Comme ils veulent plus de miroirs, les parents ont inventé des doubles à la peau lisse et rosée sans matifiant, des doubles sur lesquels ils projettent leurs idéaux, qui les dédouanent de leur absence d’action, ils s’appuient très souvent sur le vide pour construire un faux projet en forme de poupon vivant, quand ce dernier n’est pas un pansement pour recouvrir les plaies du couple. L’enfant est devenu trop souvent une occupation, un tue-temps, rempart implacable contre l’ennui, la promesse aussi pour une consommatrice aguerrie qu’elle continuera toujours à faire sonner ses talons sur le carrelage pailleté des commerces. Le désir de filiation ne pourrait-il pas être pallié si avoir un enfant n’était pas un projet de vie, voire une échappatoire pour les femmes au destin bancal ?

L’insécurité, qui est censée appartenir à la rue, engorge en réalité le cocon familial ; j’irai pleurer pour que l’enfant n’appartienne plus seulement à cette cellule, trop néfaste, auto-mutilante, je lui donnerai la possibilité de changer de lieu, d’acquérir cette ouverture, de comprendre qu’il est acteur, de son entourage. Je supplierai l’État de participer excessivement à cette éducation, gommer les différences sociales à la racine.
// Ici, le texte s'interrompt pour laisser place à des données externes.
PR #575, opened 2025-04-16
feat(ENG 1496): PJM LMP Real Time Hourly Unverified

Kladar:
## Summary
Adds the `pjm_lmp_real_time_unverified_hourly` dataset. Also finish up VCR-ification of PJM test fixtures

```
pjm = PJM()
df = pjm.get_lmp_real_time_unverified_hourly(start="2025-04-10", end="2025-04-11")
df2 = pjm.get_lmp_real_time_unverified_hourly(start="2025-04-10", end="2025-04-11", location_type="HUB")
df3 = pjm.get_lmp_real_time_unverified_hourly(date="latest")
df4 = pjm.get_lmp_real_time_unverified_hourly(date="2025-04-10", locations="ALL")

print(df)
print(df2)
print(df3)
print(df4)
```

## Details
This bypasses the existing PJM `get_lmp()` method in favor of keeping it separate, while also taking some things from the general method like location filtering. 

### Tests
Not much of a speed up, since there are some tests that take a long time even with fixtures, but now everything is consistent.

**Before**
CleanShot 2025-04-16 at 14 16 33@2x

**After**
CleanShot 2025-04-16 at 14 33 51@2x


gridstatus/pjm.py
```diff
@@ -976,6 +603,79 @@ def _add_pnode_info_to_lmp_data(self, data: pd.DataFrame) -> pd.DataFrame:
...
+    ) -> pd.DataFrame:
+        """Get real-time unverified hourly LMPs"""
+
+        if date == "latest":
+            date = "today"
+
+        params = {
+            "fields": "datetime_beginning_utc, datetime_beginning_ept, pnode_name, type, total_lmp_rt, congestion_price_rt, marginal_loss_price_rt",  # noqa: E501
+        }
+        if location_type:
```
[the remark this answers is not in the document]
Kladar: yeah we should, fixed. I also changed it from "Location Name" to "Location"

gridstatus/pjm.py
```diff
@@ -976,6 +603,80 @@ def _add_pnode_info_to_lmp_data(self, data: pd.DataFrame) -> pd.DataFrame:
...
+                "Interval Start",
+                "Interval End",
+                "Location",
+                "Location Type",
+                "LMP",
+                "Energy",
+                "Congestion",
+                "Loss",
+            ]
+        ]
```
Kladar, line 678: `Location Id` and `Location Short Name` come from the `self._add_pnode_info_to_lmp_data` method, which relies on the `pnode_id` coming from source. However, this dataset does not have a `pnode_id` field from which to populate those columns, only `pnode_name`. 

https://dataminer2.pjm.com/feed/rt_unverified_hrl_lmps/definition

gridstatus/pjm.py
```diff
@@ -34,387 +38,10 @@ class PJM(ISOBase):
...
-        "5021665",
-        "5021666",
-        "5021667",
-        "2156111847",
-        "93353961",
-        "93353963",
-        "93353965",
-    ]
-
+    location_types = LOCATION_TYPES
```
WillKoehrsen, line 41: Since these constants are mutable types, if we were to make a change to these attributes in this class, that would change the constant itself. It's safer to make copies of these constants:

```python
location_types = LOCATION_TYPES[:]
hub_node_ids = HUB_NODE_IDS[:]
...
```

WillKoehrsen: Thanks, that seems like a good solution.

WillKoehrsen (approved):
👍🏽

PR #576, opened 2025-04-17
IESO HOEP Real Time Fix Duplicates

WillKoehrsen:
## Summary

- Fix duplicate issue in IESO HOEP Real Time Hourly that occurred on 2025-04-16


gridstatus/ieso.py
```diff
@@ -1045,6 +1045,10 @@ def get_hoep_real_time_hourly(
                 )
             raise
 
+        # On this date, IESO published duplicates for hour ending instead of going 1-24
```
WillKoehrsen, line 1048: Duplicates published on 2025-04-16

Screenshot 2025-04-17 at 07 35 41

https://reports-public.ieso.ca/public/DispUnconsHOEP/PUB_DispUnconsHOEP_20250416.xml

WillKoehrsen: Assuming the rows are in order, we can just use the index as the correct hour endings.

kmax12: I actually don't think this is correct assumption if you look at the generated time of the report.

given the report stops at 19:00 when the day as completed is suspect as well

PR #577, opened 2025-04-18
Use params for caiso load forecast

kmax12:
I was looking at oasis and noticed we can use API parameters rather than filtering in python code, which feels a lot cleaner

## Testing

```python
In [1]: import gridstatus
In [2]: iso = gridstatus.CAISO()
In [3]: df_5_min = iso.get_load_forecast_5_min("today")
In [4]: df_15_min = iso.get_load_forecast_15_min("today")
In [5]: (df_5_min["Interval End"] - df_5_min["Interval Start"]).unique()
Out[5]: 
<TimedeltaArray>
['0 days 00:05:00']
Length: 1, dtype: timedelta64[ns]

In [6]: (df_15_min["Interval End"] - df_15_min["Interval Start"]).unique()
Out[6]: 
<TimedeltaArray>
['0 days 00:15:00']
Length: 1, dtype: timedelta64[ns]
```

### DIFF
--- a/gridstatus/caiso/caiso.py
+++ b/gridstatus/caiso/caiso.py
@@ -565,11 +565,9 @@ class CAISO(ISOBase):
             raw_data=False,
             verbose=verbose,
             sleep=sleep,
-            params={"market_run_id": "RTM"},
+            params={"market_run_id": "RTM", "execution_type": "RTD"},
         )
-        df = df[
-            ((df["Interval End"] - df["Interval Start"]).dt.total_seconds() / 60) == 5
-        ]
+
         df = df.rename(
             columns={"MW": "Load Forecast", "TAC_AREA_NAME": "TAC Area Name"},
         )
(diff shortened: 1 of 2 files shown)


kmax12:
@Kladar I think my local env isn't set up correctly, would you mind taking this PR across the finish line?

also, not sure if there are updates to VCR/tests. This should give same results as previous implementation, but we are calling the API differently

Kladar:
> @Kladar I think my local env isn't set up correctly, would you mind taking this PR across the finish line?
> 
> also, not sure if there are updates to VCR/tests. This should give same results as previous implementation, but we are getting a different response from the API

Sounds good, I will take a look

WillKoehrsen (approved):
Tests pass locally with 

```bash
VCR_RECORD_MODE=all poetry run pytest gridstatus/tests/source_specific/test_caiso.py -k test_get_load_forecast -vvv
```

Kladar (approved):
Tests passing for me locally as well. Might have been a VCR re-record issue (that VCR_RECORD_MODE=ALL seems to be a nice fallback for that I use occasionally as well). I think we're good to merge here.

PR #579, opened 2025-04-18
feat(ENG 984): IESO Forecast Surplus Baseload

Kladar:
## Summary
Adds the `ieso_forecast_surplus_baseload_generation`. 

```
ieso = IESO()
df = ieso.get_forecast_surplus_baseload_generation(date="2025-04-17")
df2 = ieso.get_forecast_surplus_baseload_generation(date="latest")
print(df)
print(df2)
```

## Details
This gets a little funky since the URL is asking for publish time. It's simpler than resource adequacy in that they just publish one report per day and it does not get updated, but If you wanted all the forecasts for a given interval, (say, `2025-04-18 01:00`) you'd have to query the 10 days of preceding reports and filter them. Not the end of the world, but might be a bit unintuitive. 

According to the spec, the columns are up to the developer a bit, so I take a crack at it but could use @cwaldoch 's final opinion on it. 

They are:

```
"Interval Start",
 "Interval End",
 "Publish Time",
 "Surplus Baseload MW",
 "Surplus State",
 "Action",
 "Export Forecast MW",
 "Minimum Generation Status",
```
Example report is here: https://www.ieso.ca/-/media/Files/IESO/uploaded/sbg/PUB_SurplusBaseloadGen_20250417_v1
And I've attached a json version here, which converts the xml to a json [surplus_forecast.json](https://github.com/user-attachments/files/19815216/surplus_forecast.json)

Let me know if there's a different approach I should use. There are probably a fair number of ways to make this work.

### DIFF
--- a/gridstatus/ieso.py
+++ b/gridstatus/ieso.py
@@ -2171,7 +2171,9 @@ class IESO(ISOBase):
                 else:
                     surplus_state = SurplusState.NO_SURPLUS.value
 
-                interval_start = date_forecast + pd.Timedelta(hours=hour - 1)
+                interval_start = (
+                    date_forecast + pd.Timedelta(hours=hour - 1)
+                ).tz_localize(self.default_timezone)
                 interval_end = interval_start + pd.Timedelta(hours=1)
 
                 data.append(
--- a/gridstatus/ieso.py
+++ b/gridstatus/ieso.py
@@ -5,6 +5,7 @@ import re
 import time
 import xml.etree.ElementTree as ET
 from concurrent.futures import ThreadPoolExecutor, as_completed
+from enum import Enum
 from typing import Literal
 from urllib.error import HTTPError
 
@@ -104,6 +105,22 @@ IESO_ZONE_MAPPING = {
     "PQQC": "Quebec Q4C",
     "PQXY": "Quebec X2Y",
 }
+
+
+class SurplusState(str, Enum):
+    """Enum for surplus baseload generation states.
+
+    The state is determined by the Action field in the report:
+    - No Action (empty/null) -> No Surplus (white)
+    - Other -> Managed with exports/curtailments/VG dispatch (green)
+    - Manoeuvre -> Potential to dispatch nuclear units (yellow)
+    - Shutdown -> Potential to shutdown nuclear units (red)
+    """
+
+    NO_SURPLUS = "No Surplus"
+    MANAGED_WITH_EXPORTS = "Managed with Exports"
+    NUCLEAR_DISPATCH = "Nuclear Dispatch"
+    NUCLEAR_SHUTDOWN = "Nuclear Shutdown"
 
 
 class IESO(ISOBase):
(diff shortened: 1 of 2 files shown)


gridstatus/ieso.py
```diff
@@ -2079,3 +2096,110 @@ def _extract_hourly_values(
...
+                "Interval Start",
+                "Interval End",
+                "Publish Time",
+                "Surplus Baseload MW",
+                "Surplus State",
+                "Action",
+                "Export Forecast MW",
+                "Minimum Generation Status",
+            ]
+        ]
```
Kladar, line 2205: Just asking @cwaldoch to review the column choices here (`Action` being requested originally, and `Surplus State` falling out of the report a bit).

gridstatus/ieso.py
```diff
@@ -106,6 +107,22 @@
...
 
 
+class SurplusState(str, Enum):
+    """Enum for surplus baseload generation states.
+
+    The state is determined by the Action field in the report:
+    - No Action (empty/null) -> No Surplus (white)
+    - Other -> Managed with exports/curtailments/VG dispatch (green)
+    - Manoeuvre -> Potential to dispatch nuclear units (yellow)
+    - Shutdown -> Potential to shutdown nuclear units (red)
```
WillKoehrsen, line 117: How were you able to figure these out? I don't see that mapping in an [example report](https://www.ieso.ca/-/media/Files/IESO/uploaded/sbg/PUB_SurplusBaseloadGen_20250420_v1).

gridstatus/ieso.py
```diff
@@ -2079,3 +2096,110 @@ def _extract_hourly_values(
...
+
+        df = pd.DataFrame(data)
+        df.sort_values("Interval Start", inplace=True)
+        df.reset_index(drop=True, inplace=True)
+
+        return df[
+            [
+                "Interval Start",
+                "Interval End",
+                "Publish Time",
```
WillKoehrsen, line 2198: In the returned dataframe, `Interval Start` and `Interval End` don't have a timezone, but `Publish Time` does. I think they should all have the local timezone.

```ipython
In [8]: df.dtypes
Out[8]: 
Interval Start                    datetime64[ns]
Interval End                      datetime64[ns]
Publish Time                 datetime64[ns, EST]
Surplus Baseload MW                      float64
Surplus State                             object
Action                                    object
Export Forecast MW                       float64
Minimum Generation Status                 object
dtype: object
```

gridstatus/ieso.py
Kladar: This came from some investigation Connor did on the XML report, in the Data Spec attached to the ticket.
> The colors are mapped corresponding Action values to in the XML via the XSL (snip below), which are Manoeuvre, Shutdown, and Other. 

CleanShot 2025-04-21 at 10 28 01@2x

And so color is linked to the `Action` field, and then `Action` links to description of `Surplus State` in the report.

gridstatus/ieso.py
Kladar: nice, agreed, added a localization.

gridstatus/ieso.py
WillKoehrsen: Nice. That's some solid investigation.

WillKoehrsen (approved):
Looks good. May want Connor to give approval on columns before merging.

PR #583, opened 2025-04-22
Reduce Error Logging from CAISO

WillKoehrsen:
## Summary

- We currently log two errors every single time we are rate limited by CAISO. This is excessive and we don't need to log an error in this situation because we are aware of the problem
- This PR changes the error to an info log and adds a warning if we exceed our retries and are rate limited

### DIFF
--- a/gridstatus/caiso/caiso.py
+++ b/gridstatus/caiso/caiso.py
@@ -331,6 +331,7 @@ class CAISO(ISOBase):
         raw_data: bool = False,
         verbose: bool = False,
         sleep: int = 5,
+        max_retries: int = 3,
     ) -> pd.DataFrame | None:
         start, end = _caiso_handle_start_end(start, end)
         config = copy.deepcopy(config)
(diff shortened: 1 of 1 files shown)


gridstatus/caiso/caiso.py
```diff
@@ -346,16 +347,23 @@ def _get_oasis(
...
-        while retry_num < 3:
+        while retry_num < max_retries:
             r = requests.get(url)
 
             if r.status_code == 200:
                 break
 
             retry_num += 1
-            logger.error(f"Failed to get data from CAISO. Error: {r.status_code}")
-            logger.error(f"Retrying {retry_num}...")
```
WillKoehrsen, line 357: This doesn't need to be an error, and we definitely don't need to emit two errors every time we are rate limited. Sentry interprets error logs as errors which causes us to quickly exhaust our error budget.

Kladar (approved):

WillKoehrsen:
I haven't merged yet because I want to make sure this works. The problem is that I can't recreate the 429 errors we see.

PR #585, opened 2025-04-24
[ENG-1551] IESO Transmission Outages

WillKoehrsen:
## Summary

- Adds `IESO().get_transmission_outages_planned`

### DIFF
--- a/gridstatus/ieso.py
+++ b/gridstatus/ieso.py
@@ -1,3 +1,5 @@
+# flake8: noqa: E501
+
 import datetime
 import http.client
 import os
@@ -15,7 +17,7 @@ import xmltodict
 from bs4 import BeautifulSoup
 
 from gridstatus import utils
-from gridstatus.base import ISOBase, NotSupported
+from gridstatus.base import ISOBase, NoDataFoundException, NotSupported
 from gridstatus.decorators import support_date_range
 from gridstatus.gs_logging import logger
 from gridstatus.ieso_constants import (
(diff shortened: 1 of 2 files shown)


gridstatus/ieso.py
```diff
@@ -2615,3 +2615,105 @@ def get_lmp_day_ahead_hourly_ontario_zonal(
...
+        # There will be overlap between the reports so we need to drop duplicates,
+        # keeping the latest publish time
+        data = data.sort_values(["Publish Time"], ascending=[False])
+        data = data.drop_duplicates(
+            subset=[c for c in data.columns if c != "Publish Time"],
+        )
+
+        data = data.sort_values(
+            ["Interval Start", "Publish Time", "Outage ID"],
+        ).reset_index(drop=True)
```
Kladar, line 2717: Been looking at this for a bit since it feels weird to sort twice, have list generator in subset, `ascending` taking a list with one value, etc haha. But it works.

could probably do a 

```suggestion
        data = data.drop_duplicates(
            subset=[c for c in data.columns if c != "Publish Time"], keep="last"
        )

        data = data.sort_values(
            ["Interval Start", "Publish Time", "Outage ID"],
        ).reset_index(drop=True)
```
to remove the extra sort, but yeah, it works as-is.

Kladar (approved):
Data flows and tests pass. One pythonicity comment only because I looked at that snippet for so long lol

gridstatus/ieso.py
WillKoehrsen: Thanks, I'll use this. One problem is we don't know if there will be duplicates when the actual values go live. The current sandbox data has many duplicates which is why we drop them here. We'll have to monitor once the data is live.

Je lui montrerai la voie afin de créer des structures pour s’occuper des enfants dès les premiers mois, et à l’image des maisons de retraite,  prendre en main ces êtres dépendants, faire se rencontrer toutes ces peaux plissées.

On habituerait dès lors les adultes à ne pas trop s’approprier leur progéniture, on leur ferait comprendre que cette pousse doit être le fruit d’un champ de possibilités, pas une individualité qui grandit entourée d’un enclos.

Les doigts des enfants de Roubaix se poseraient alors peut-être plus sur les touches noires et blanches de la terre, ils apprendraient la musique de la vie aux enfants des cols blancs à l’horizon noirci par leur hérédité.